Top of DATA FOR THIS TASK

PR #494, opened 2022-01-18
Nonsidereal key

swalker2m:
A small-ish schema change to output/accept a `key` field for ephemeris when showing/creating a nonsidereal target.  Combines the sidereal create/edit inputs into one input type (and does the same for nonsidereal).  Also, allows switching from sidereal to nonsidereal, fwiw.


cquiroz (approved):
LGTM

PR #70, opened 2021-04-01
OAC mapper

amywieliczka:


barbarahui (approved):
Looks good! I need to flesh out the nuxeo mapper to map some of the more complicated fields and I think it makes sense to use the code patterns that you have here. So I think it'll make sense to move more generalizable code into a main `Fetcher` class, i.e. create a fetcher.py file ?

PR #74, opened 2021-04-05
Oac fetcher

barbarahui:


amywieliczka (approved):
Looks good to me! Curious about @tingletech's feedback on the OAC fetcher URL - he mentioned there's maybe a different OAC URL to use? Looks like this is the one currently used in the collection registry: http://dsc.cdlib.org/search?facet=type-tab&style=cui&raw=1&relation=ark:/13030/tf1z09n955

barbarahui:
> Looks good to me! Curious about @tingletech's feedback on the OAC fetcher URL - he mentioned there's maybe a different OAC URL to use? Looks like this is the one currently used in the collection registry: http://dsc.cdlib.org/search?facet=type-tab&style=cui&raw=1&relation=ark:/13030/tf1z09n955

Hmm yeah I did talk to Brian about that briefly a while back, and I think he said that he vaguely remembers deciding with Mark that we should use that fetcher URL -- but he doesn't remember exactly what the logic was anymore, so we might as well leave it :D Shall we ask him again?

PR #107, opened 2021-06-25
Move s3 bucket and key names into env vars

barbarahui:


barbarahui:
This was a pretty straightforward code change so I'm merging it myself...

PR #139, opened 2022-01-29
Complex fetcher

barbarahui:
Essentially re-creating https://github.com/ucldc/rikolti/pull/129 after merging in https://github.com/ucldc/rikolti/pull/133 in error and having to back things out.


barbarahui:
I am going ahead and merging this in without Amy reviewing since it's a copy of https://github.com/ucldc/rikolti/pull/129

Bottom of DATA FOR THIS TASK

WHAT IS BEING ASKED: From the listing above, count every line where the word "change" occurs; the answer is that number and nothing else.

YOUR SOLUTION: 2